More time has passed since Tim Cook joined the Nike board than most people have owned a car. Give or take two decades. It is therefore not shocking when he appears in an SEC filing purchasing 25,000 shares of stock at a price of $42.43 each on a calm Friday in April. The timing is unexpected. And perhaps the obstinacy that underlies it.
In late December, he made his most recent open-market purchase, which was almost three times larger. He purchased 50,000 shares for about $2.94 million. Nike has lost roughly 25% of its value since then. We would probably be a little more reserved about it if either of us had placed that wager. However, Cook immediately returned to the store.
| Category | Detail |
|---|---|
| Name | Timothy Donald Cook |
| Current Role | CEO, Apple Inc. |
| Nike Board Position | Lead Independent Director (since 2005) |
| Latest Nike Purchase | 25,000 shares on April 10, 2026 |
| Purchase Price | $42.43 per share |
| Total Invested (April) | Roughly $1.06 million |
| Previous Purchase | Late December 2025 — 50,000 shares, about $2.94 million |
| Total Nike Holdings (after April buy) | 130,480 shares |
| Holdings Value | Around $5.7 million |
| Nike CEO | Elliott Hill |
| Nike Stock YTD Performance (2026) | Down more than 30% |
| S&P 500 YTD Performance | Up 1.8% |
| Key Concern | China sales weakness, turnaround pace |
He does this in a way that seems almost casual. No big announcement. Not on Twitter. Financial reporters are frantically trying to interpret just a Form 4 that was submitted to the SEC. It’s the kind of move that reveals more about Cook—a man who seems to prefer acting when everyone else is cringing—than it does about Nike. Actually, it’s a classic pattern. Purchase when sentiment is negative rather than when the chart appears favorable.
Whether or not regular investors should take this seriously is still up for debate. Insiders make purchases for a variety of reasons. At times, they genuinely think the stock is inexpensive. At times, they wish to convey to the board, analysts, and staff that the turnaround will be successful. Cook has multiple stakes in this as the lead independent director. His purchase may serve as both a governance gesture and a personal wager.
Nike has serious issues. China, which used to be its growth engine, has been faltering for some time. Elliott Hill, who succeeded Cook as CEO and purchased $1 million worth of shares on Monday, has stated that the turnaround is occurring at varying rates in various areas of the company. That’s corporate jargon for the fact that some things work and some don’t. The market was alarmed by the sales forecast for March. Before these insider purchases pushed the stock up a few percent, it hit a 12-year low.

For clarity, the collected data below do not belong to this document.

PR #59, opened 2020-01-22
Add/improve ViewSet instance attributes

intgr:
Documented at https://www.django-rest-framework.org/api-guide/viewsets/#introspecting-viewset-actions

### DIFF
--- a/rest_framework-stubs/viewsets.pyi
+++ b/rest_framework-stubs/viewsets.pyi
@@ -1,21 +1,28 @@
 from collections import OrderedDict
 from typing import Any, Callable, Dict, List, Optional
 
+from django.http.response import HttpResponseBase
+
 from rest_framework.request import Request
 
 from rest_framework import generics, mixins, views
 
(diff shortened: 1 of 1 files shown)


intgr:
Oops, pushed a fix for this. Turns out I can't change the `as_view()` method because otherwise it would conflict with one from django-stubs. Also removed `request` attribute whcih is already defined in `View` superclass.

intgr:
I'm really looking forward to this. :)

I use ViewSets and reference `self.action` in many places.

sobolevn:
I am not sure about when the release will happen though

sobolevn:
Thanks again! ;)

intgr:
Sorry, brown paper bag moment. I somehow omitted the `action` attribute. I think I was looking up whether it's nullable or not, and got sidetracked. Now I found that there are even more instance attributes.

sobolevn:
No problem, send one more PR.

PR #60, opened 2020-01-22
Make decorator functions transparent to Mypy

intgr:
By declaring return type as `-> Callable[[_VIEW], _VIEW]`, Mypy can infer
that the decorated view has also the same arguments and return type as
the original.

View functions are constrained to return HttpResponseBase (or any
subclass of it).

## Related issues
Analogous PR in django-stubs: https://github.com/typeddjango/django-stubs/pull/306


rest_framework-stubs/decorators.pyi
```diff
@@ -7,23 +9,22 @@ from rest_framework.renderers import BaseRenderer
 from rest_framework.schemas.inspectors import ViewInspector
 from rest_framework.throttling import BaseThrottle
 
-_ViewCallable = Callable
-_ViewDecorator = Callable[[Callable], _ViewCallable]
+_VIEW = TypeVar("_VIEW", bound=Callable[..., HttpResponseBase])
```
intgr: Note that this doesn't work if I make `_ViewDecorator` an alias for `Callable[[_VIEW], _VIEW]`. It only works if the `Callable[]` is directly the function's return type.

I used the variable name `_VIEW` instead of `_ViewCallable`, because TypeVar variables are usually in allcaps.

intgr:
Pushed an update with improved tests, cleaned up 1 unused import.

sobolevn:
Awesome feature!

PR #62, opened 2020-01-29
More precise *Field arguments and instance attributes

intgr:
Field constructors are quite inconsistent in Django REST Framework: some take position arguments, some don't. Some pass positional arguments to their parent class, others pass only keyword arguments. It took a while but I sorted through all the constructors and nailed down the precise behavior.

The stubs did not previously denote keyword-only arguments, and the order of positional arguments was slightly wrong in many places.

Also, added many instance attributes of *Field classes that were missing.

### DIFF
--- a/rest_framework-stubs/fields.pyi
+++ b/rest_framework-stubs/fields.pyi
@@ -1,11 +1,12 @@
 import datetime
 import decimal
 import uuid
+from decimal import Decimal
+from json import JSONEncoder
 from typing import (
     Any,
     Callable,
     Dict,
-    Generic,
     List,
     NoReturn,
     Optional,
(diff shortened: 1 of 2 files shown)


intgr:
Pushed a small update, I found that `ChoiceField.choices` is actually a property that's always an `OrderedDict`.

rest_framework-stubs/fields.pyi
```diff
@@ -1,11 +1,13 @@
 import datetime
 import decimal
 import uuid
+from collections import OrderedDict
```
sobolevn: Should we explicitly specify that it is `OrderedDict` and not just `dict`?
I guess that they have the same API.

I would be against this change.

intgr: Using `Dict[]` is fine. Pushed an update for this.

I suppose `OrderedDict` is on its way to deprecation anyway, now that CPython's regular dict is now order-preserving.

sobolevn:
Thanks!

intgr:
Thanks too, working on TypedDjango projects has been pleasant. :)

PR #64, opened 2020-01-31
Even more ViewSet instance attributes

intgr:
These attributes are not documented and were reverse engineered from DRF source code.

### DIFF
--- a/rest_framework-stubs/viewsets.pyi
+++ b/rest_framework-stubs/viewsets.pyi
@@ -1,5 +1,5 @@
 from collections import OrderedDict
-from typing import Any, Callable, Dict, List, Optional
+from typing import Any, Callable, Dict, List, Optional, Tuple
 
 from django.http.response import HttpResponseBase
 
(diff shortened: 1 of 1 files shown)


rest_framework-stubs/viewsets.pyi
```diff
@@ -12,11 +12,18 @@ def _is_extra_action(attr: Any) -> bool: ...
...
 class ViewSetMixin(object):
+    # Classvars assigned in as_view()
     name: Optional[str]
     description: Optional[str]
     suffix: Optional[str]
     detail: bool
     basename: str
+    # Instance attributes assigned in view wrapper
+    action_map: Dict[str, str]
+    args: List[Any]
```
sobolevn: Its't it `Tuple[Any, ...]`?

intgr: Oh yes, you are right. Finally found the time to fix this.

intgr:
Rebased my branch. I see that #54 already added the `action` attribute :)

sobolevn:
Thanks again!

PR #68, opened 2020-04-09
Revert "Fix field type arguments"

sobolevn:
Reverts typeddjango/djangorestframework-stubs#58


sobolevn:
@kalekseev reverted.

sobolevn:
It was more complex than a simple revert.
`django-stubs@1.5` introduced new typing to `test.pyi` and it broke the inheritance for `drf`.
Now, these errors are ignored, because we cannot do anything else about it. That's how it is by design.

Issue #69, opened 2020-04-09
ModelSerializer missing Meta attribute


stevanmilic:
`ModelSerializer` should a have `Meta` attribute with `model`, since it cannot be initialized without it.

Is there any reason why it isn't already included?

I can make a PR with the fix.

sobolevn:
PRs are welcome! Thanks!

PR #70, opened 2020-04-09
Add `Meta` attribute to `ModelSerializer` (#69)

stevanmilic:
`ModelSerializer` cannot be instantiated withuot the `Meta` class set
and `model` defined on it.

### DIFF
--- a/rest_framework-stubs/serializers.pyi
+++ b/rest_framework-stubs/serializers.pyi
@@ -12,6 +12,7 @@ from typing import (
     NoReturn,
     MutableMapping,
     Iterator,
+    Union,
 )
 
 from rest_framework.fields import (
@@ -149,6 +150,13 @@ class ModelSerializer(Serializer):
     serializer_url_field: Type[RelatedField] = ...
     serializer_choice_field: Type[Field] = ...
     url_field_name: Optional[str] = ...
+    class Meta:
+        model: Type[Model]
+        fields: Optional[Union[Sequence[str], str]]
+        read_only_fields: Optional[Sequence[str]]
+        exclude: Optional[Sequence[str]]
+        depth: Optional[int]
+        extra_kwargs: Dict[str, Dict[str, Any]]
     def get_field_names(self, declared_fields: Mapping[str, Field], info: FieldInfo) -> List[str]: ...
     def get_default_field_names(self, declared_fields: Mapping[str, Field], model_info: FieldInfo) -> List[str]: ...
     def build_field(
--- a/test-data/typecheck/test_serializers.yml
+++ b/test-data/typecheck/test_serializers.yml
@@ -9,3 +9,29 @@
                 pass
         class SerializerC(SerializerA, SerializerB):
             pass
+
+- case: model_serializer_meta_attributes
+  main: |
+    from rest_framework import serializers
+
+    reveal_type(serializers.ModelSerializer.Meta.model) # N: Revealed type is 'Type[django.db.models.base.Model]'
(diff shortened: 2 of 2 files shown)


rest_framework-stubs/serializers.pyi
```diff
@@ -142,7 +143,16 @@ class ListSerializer(BaseSerializer):
 
 def raise_errors_on_nested_writes(method_name: str, serializer: BaseSerializer, validated_data: Any) -> None: ...
 
+class ModelSerializerMeta:
```
sobolevn, line 146: Can you please write a test for it?

stevanmilic: yea, sure

stevanmilic: what's the proper way to test this? should I just test the revealed types for the `ModelSerializer.Meta.*`?

stevanmilic: @sobolevn I've added the test for the above^. If you think I should do something additional, just point it out :)

stevanmilic: btw I was thinking, maybe it's better to define `Meta` as a class inside `ModelSerializer`, like this:
```python
class ModelSerializer(Serializer):
    class Meta:
        model: Type[Model]
        fields: Optional[Union[Sequence[str], str]]
        read_only_fields: Optional[Sequence[str]]
        exclude: Optional[Sequence[str]]
        depth: Optional[int]
        extra_kwargs: Dict[str, Dict[str, Any]]
    ...
```

test-data/typecheck/test_serializers.yml
```diff
@@ -8,4 +8,15 @@
             class Meta:
                 pass
         class SerializerC(SerializerA, SerializerB):
-            pass
\ No newline at end of file
+            pass
+
+- case: model_serializer_meta_attributes
```
sobolevn, line 13: Thanks a lot! This is a nice addition.

But, I was talking about some real serialiser definition that uses `ModelSerialiser` and `Meta.model` class.

Because I fear that `Meta` can use nominal subtyping and cause `mypy` to raise here.

stevanmilic: Okay, I've added another test. I'm not sure if it fits into test case you imagined.

I don't understand in which case `Meta` can use the nominal subtyping, can you elaborate on it?

stevanmilic: > Okay, I've added another test. I'm not sure if it fits into test case you imagined.
Oh yea, I get it because I used the `ModelSerializerMeta`, I've changed it to:
```python
class ModelSerializer(Serializer):
    class Meta:
        model: Type[Model]
        fields: Optional[Union[Sequence[str], str]]
        read_only_fields: Optional[Sequence[str]]
        exclude: Optional[Sequence[str]]
        depth: Optional[int]
        extra_kwargs: Dict[str, Dict[str, Any]]
    ...
```

test-data/typecheck/test_serializers.yml
```diff
@@ -8,4 +8,30 @@
...
+    from typing import Type
+
+    class TestSerializer(serializers.ModelSerializer):
+        class Meta:
+          model = User
+
+    def is_meta_model(serializer: Type[serializers.ModelSerializer]):
+        return bool(serializer.Meta.model)
+
+    is_meta_model(TestSerializer)
```
sobolevn, line 37: Let's `reveal_type` here that it is `bool` and we are done!

stevanmilic: should be good now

However, there’s a feeling that the market continues to undervalue Nike. The brand itself is still in existence. Before basketball practice, kids still put on the swoosh. Pegasus is still purchased by runners. The company is not broken; rather, it is out of rhythm, which is a completely different issue. The real question is whether Hill can get it back on track.
The kind of reasoning that seems sensible until it doesn’t is to follow Cook because Cook purchased. A poor wager can be absorbed by his portfolio. Most ordinary investors are unable to. His purchase isn’t a guarantee that the ceiling is in sight, but rather a conviction that the floor isn’t far away.
But it’s difficult to ignore Cook’s persistent presence. Now, twice in four months. As you watch this unfold, you get the impression that he is either the most cost-loyal board member in corporate America or he is seeing something that the rest of the market is missing. Perhaps both.